Start at the line with "So either something" in the records below, stop at the line with "write to them.", and return every line in that span exactly, the two end lines included.

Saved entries
■ ■ ■
PR #376, opened 2024-02-16
Remove Monotonization in PLMC

bcaddy:
This monotonization is no longer required after the bug fix in the utility functions and it too often reduces the method to first order so we're removing it. I also had to update many of the system tests for this change. See #361 for more info on the bug fixes.

To catch these kinds of issues in the future I added a system test for the Kelvin Helmholtz instability since during testing it showed the issue quite noticeably.


ojwg (approved):
Change seems very straightforward.  Software-wise, looks good.

PR #378, opened 2024-03-07
Convert `N_STEPS_LIMIT` macro to runtime argument

bcaddy:
The `N_STEPS_LIMIT` macro is now a runtime argument under the name `n_steps_limit`


bcaddy:
The wiki has been updated with this. I also added documentation for `legacy_flat_outdir`.

ojwg (changes requested):
I have a few concerns.  Now that the limits have been removed from the make.type files, shouldn't we add the removed values into the relevant saved parameter files?  Otherwise unsuspecting users may not be aware that the limits are gone.

Looking at the expression `G.H.n_step == P.n_steps_limit and P.n_steps_limit > 0`, there could be a use case where someone is restarting a sim at a certain time where the G.H.n_step starts out at a higher value than a newly specified `n_steps_limit` (granted, this is a user mistake).  In this case the limit check will never trigger.  I propose something like `G.H.n_step >= P.n_steps_limit and  P.n_steps_limit > 0`.

bcaddy:
> I have a few concerns. Now that the limits have been removed from the make.type files, shouldn't we add the removed values into the relevant saved parameter files? Otherwise unsuspecting users may not be aware that the limits are gone.

Evan and I discussed that. The only case where it matters is the FOM and PR #380 adds FOM parameter files so we can update those with the limits.


> Looking at the expression G.H.n_step == P.n_steps_limit and P.n_steps_limit > 0, there could be a use case where someone is restarting a sim at a certain time where the G.H.n_step starts out at a higher value than a newly specified n_steps_limit (granted, this is a user mistake). In this case the limit check will never trigger. I propose something like G.H.n_step >= P.n_steps_limit and  P.n_steps_limit > 0.

Great point, I'll update it now.

ojwg (approved):
looks good

PR #380, opened 2024-03-08
CAAR FOM Case

reubendb:
Minor fixes to get CAAR FOM case to run. Also include example input files and jobscript stub.


src/io/io.cpp
bcaddy, line 1: What's the purpose of these changes?

src/particles/io_particles.cpp
bcaddy, line 1: What's the purpose of moving this line out of the ifdef?

bcaddy (changes requested):

src/particles/io_particles.cpp
brantr: I suspect @reubendb was using `TILED_INITIAL_CONDITIONS`, so `nfile` would not be defined when it's called by `Load_Particles_Data_HDF5(file_id, nfile, P); `later in the function.  I think it should actually go outside the `MPI_CHOLLA` `ifdef` into the main body of the function.

src/io/io.cpp
brantr: On Frontier, when compiling, the following error is thrown:

```
src/io/io.cpp:2275:3: error: no matching function for call to 'sprintf'
  sprintf(filename, "%sics_%dMpc_%d.h5", P.indir, (int)P.tile_length / 1000,
  ^~~~~~~
/usr/include/stdio.h:334:12: note: candidate function not viable: no known conversion from 'std::string' (aka 'basic_string<char>') to 'char *__restrict' for 1st argument
extern int sprintf (char *__restrict __s,
           ^
```

So either something like` filename.assign()` or another char string needs to be used.

src/particles/io_particles.cpp
brantr: Indeed, when compiling on Frontier a FOM run we get:

```
src/particles/io_particles.cpp:59:37: error: use of undeclared identifier 'nfile'
  Load_Particles_Data_HDF5(file_id, nfile, P);
                                    ^
```
I'd suggest moving the line

  const int nfile              = P->nfile;  // output step you want to read from

outside all of the ifdefs, immediately after the HDF5 check.

src/io/io.cpp
bcaddy: In that case, I think that rather than creating a static `char` array we should just use the 'c_str()` or `data()` methods of  `std::string`. It's safer and doesn't run into the issue of having being too short.

src/particles/io_particles.cpp
bcaddy: I agree, moving it out of the `MPI_CHOLLA` check is the right move.

src/io/io.cpp
reubendb: `sprintf()` needs to write to a char array. Both `c_str` and `data` method just get the C string and pointer of `std::string`, respectively, and my understanding is one cannot write to them. 
Overflow is a valid concern; not sure what to do with `sprintf()` other than making larger buffer (suggestions?).

src/particles/io_particles.cpp
reubendb: It was originally there, outside of all ifdef.  Someone moved them inside one of the ifdef. Not sure what the motivation was; I suspected possibly to avoid un-used declared variable so  I just tried to follow it (i.e. minimal change that fix the problem).

evaneschneider: Leaving it inside of the MPI ifdef seems safest if we don't know why it was moved there.

src/io/io.cpp
evaneschneider: Given the implementation @reubendb wrote works, I think this PR is fine as-is, and we can optimize it later in a separate PR.

bcaddy (approved):

src/particles/io_particles.cpp
brantr: If the `nfile` definition is moved outside the MPI ifdef, I think the code will not compile without `MPI_CHOLLA` set.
■ ■ ■
### Result below
So either something like` filename.assign()` or another char string needs to be used.

src/particles/io_particles.cpp
brantr: Indeed, when compiling on Frontier a FOM run we get:

```
src/particles/io_particles.cpp:59:37: error: use of undeclared identifier 'nfile'
  Load_Particles_Data_HDF5(file_id, nfile, P);
                                    ^
```
I'd suggest moving the line

  const int nfile              = P->nfile;  // output step you want to read from

outside all of the ifdefs, immediately after the HDF5 check.

src/io/io.cpp
bcaddy: In that case, I think that rather than creating a static `char` array we should just use the 'c_str()` or `data()` methods of  `std::string`. It's safer and doesn't run into the issue of having being too short.

src/particles/io_particles.cpp
bcaddy: I agree, moving it out of the `MPI_CHOLLA` check is the right move.

src/io/io.cpp
reubendb: `sprintf()` needs to write to a char array. Both `c_str` and `data` method just get the C string and pointer of `std::string`, respectively, and my understanding is one cannot write to them. 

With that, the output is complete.